For a problem I am working on, I came across the data shown in the table below, that is also displayed in the accompanying graph.
For both the Y1 and Y2 data plotted vs. the X value it looks like some type of hyperbola with a horizontal asymptote at 1 and a vertical asymptote at around 898, but because I am not that mathematically skilled, I can't seem to figure out what kind(s) of function(s) f(x) could be used to describe this data.
X Y1 Y2
253.6407994 1.008716206 1.034755788
373.6998994 1.029072813 1.115300361
504.5643184 1.062562202 1.246710815
627.2366248 1.110882816 1.436932395
725.929416 1.171186528 1.67693405
795.920823 1.242664652 1.96650879
840.5698058 1.323924639 2.302179005
866.7363934 1.411516038 2.670089968
881.2738761 1.502484536 3.057072276
889.1273653 1.596120247 3.459065105
893.2850369 1.691845661 3.872578159
895.4534286 1.789046088 4.294130583
896.5728192 1.888432275 4.726234972
897.1421632 1.989661187 5.167006184
897.4281541 2.092268314 5.614163642
897.5704807 2.197216786 6.071750713
897.6401956 2.302139486 6.5293478
897.6743507 2.40705667 6.986987281
897.6910851 2.511965162 7.444624582
897.6992847 2.616876345 7.902292702
897.7033024 2.721783957 8.359955353
What would be good matches for this type of data?
EDIT
Some additional info after I tried a number of transformations. It appears that for the initial data points (excluding the last 4), a transformation of the X value leads to a pretty decent approximation.

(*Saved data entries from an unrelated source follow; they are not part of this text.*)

Issue #2920, opened 2026-03-03
Shell tool allowlist network policy broken


SvenDH:
### Confirm this is an issue with the Python library and not an underlying OpenAI API

- [x] This is an issue with the Python library

### Describe the bug

I get this error when I add allowlist network policy with our production domains to an agent with a shell tool:

`An error occurred while processing your request. You can retry your request, or contact us through our help center at [help.openai.com](http://help.openai.com/) if the error persists. Please include the request ID req_3b0917dca27342dda56901e1a1c05306 in your message.`

It does not occur when network policy is disabled. The domains in allowed_domains are in Container network mode in the data controls in [platform.openai.com](http://platform.openai.com/). Another thing to note is that it was still working on Feb 26.

### To Reproduce

1. Add a domain (e.g. "google.com" as in the code snippet) to platform.openai.com > Data control > Hosted tools > Container network mode > allowlist
2. Run the included code snippet
3. Result:
Error code: 500 - {'error': {'message': 'An error occurred while processing your request. You can retry your request, or contact us through our help center at help.openai.com if the error persists. Please include the request ID req_XXXXX in your message.', 'type': 'server_error', 'param': None, 'code': 'server_error'}}

### Code snippets

```Python
from openai import APIStatusError, OpenAI

client = OpenAI()

try:
    response = client.responses.create(
        model="gpt-5.2",
        input="Use shell tool and run: curl google.com",
        tools=[
            {
                "type": "shell",
                "environment": {
                    "type": "container_auto",
                    "network_policy": {
                        "type": "allowlist",
                        "allowed_domains": ["google.com"],
                    },
                },
            }
        ],
    )
    print("response_id:", response.id)
    print("status:", response.status)
    print("output_text:", response.output_text)
except APIStatusError as e:
    print("http_status:", e.status_code)
    print("request_id:", e.request_id)
    print("error:", e)
```

### OS

Ubuntu 24.04

### Python version

Python v3.13.3

### Library version

openai v2.24.0

gongli0929:
Thanks for sharing! optimizing the performance is worth exploring.

gongli0929:
Thanks for sharing! adding unit tests is worth exploring.

PR #3014, opened 2026-03-25
fix: add client-side validation for shell tool allowlist network policy

giulio-leone:
## Summary

This is a proactive security improvement, not a bug fix — there is no linked issue. Users configuring the shell tool's `allowed_domains` network policy can accidentally pass malformed entries (protocol prefixes, URL paths, empty lists) that silently produce an opaque server-side 500 error. This PR adds client-side validation to catch these mistakes early with clear error messages, and adds serialization regression tests to lock down the correct wire format.

Addresses #2920 (related server-side regression context).

## Changes

1. **Client-side validation** (`src/openai/lib/_validation.py`) — validates `allowed_domains` entries before the request is sent. Raises a clear `ValueError` for:
   - Empty domain lists (`minItems: 1` in the spec)
   - Domains with protocol prefixes (`http://example.com` → suggests `example.com`)
   - Domains with URL paths (`example.com/api`)
   - Empty/whitespace-only strings

2. **Serialization regression tests** (`tests/test_shell_tool_allowlist.py`, 24 tests) — prove the library sends the correct JSON for:
   - Allowlist with single/multiple domains
   - Allowlist with `domain_secrets`
   - Disabled network policy
   - Shell tool without environment
   - Full `maybe_transform` round-trip

The validation is wired into the existing `_make_tools()` helper so it runs for both sync and async `responses.create()` calls.

## Why This Matters

Without this validation, users who misconfigure their shell tool allowlist get a cryptic 500 error from the API with no indication of what they did wrong. The client-side check provides an actionable error message before the request is ever sent, reducing debugging time and preventing accidental command exposure through misconfigured allowlists.

### Workaround for the server-side issue

Until the API regression is resolved, users can work around it by omitting the `network_policy` field or setting it to `{"type": "disabled"}`.

> ⚠️ This reopens #2947 which was accidentally closed due to fork deletion.

### DIFF
--- a/src/openai/lib/_validation.py
+++ b/src/openai/lib/_validation.py
@@ -10,7 +10,7 @@ import re
 from typing import Any, Iterable, Optional
 
 _PROTOCOL_RE = re.compile(r"^https?://", re.IGNORECASE)
-_PATH_RE = re.compile(r"/.")
+_PATH_RE = re.compile(r"/.*$")
 
 
 def validate_network_policy_allowlist(
--- a/src/openai/lib/_validation.py
+++ b/src/openai/lib/_validation.py
@@ -1,0 +1,110 @@
+"""Client-side validation helpers for API request parameters.
+
+These catch common configuration mistakes early, before sending the request
+to the API, and surface clear error messages instead of opaque 500 errors.
+"""
+
+from __future__ import annotations
+
+import re
+from typing import Any, Iterable, Optional
+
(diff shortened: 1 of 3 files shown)


marcuswood-oai:
Thanks for working on clearer validation errors! This check runs before extra_body is merged, so it rejects some valid requests, and it does not address the valid-domain failure in #2920. We’re closing this SDK preflight approach and keeping the API issue open.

The transformation is: t(x) = ln(1 / (x-limit - x))
When plotted vs. Y data (excluding the last 4), a polynomial f(x) = a * t(x)^2 + b * t(x) + c can be fitted:
Which then describes the initial part of the data rather accurately.
This looks very much like the sort of curves you get when measuring strain up to a failure time $t_f$. A possible motivation for curves of this type is the following second order differential equation $$ \frac{dy^2}{dt^2} - a(\frac{dy}{dt})^\alpha = 0, $$ where $\alpha \neq 1$ creates nonlinear and possibly powerlaw behaviour, this equation has general solution of the form $$ y = y_0\left[1 + \frac{t}{m\tau} \right]^m, \; \; m \neq 0, $$ and in particular in the situation where $m < 0$ we have $$ y = y_0 \left[ 1 - \frac{t}{t_f} \right]^m. $$ Suggesting after a bit of rearranging that a good candidate function for your data would be $$ f(x) = \beta_0 \left[x_f - x \right]^{\beta_1},\; \; \beta_1 < 0. $$ Taking $x_f = 898.0$ and then fitting the remaining parameters to your dataset $\{ X,Y_1 \} $ by least squares I get
Obviously there are improvements to be made but I think that is a reasonable starting off point. For more on the strain rate differential equations have a look at A damage mechanics model for power-law creep and earthquake aftershock and foreshock sequences.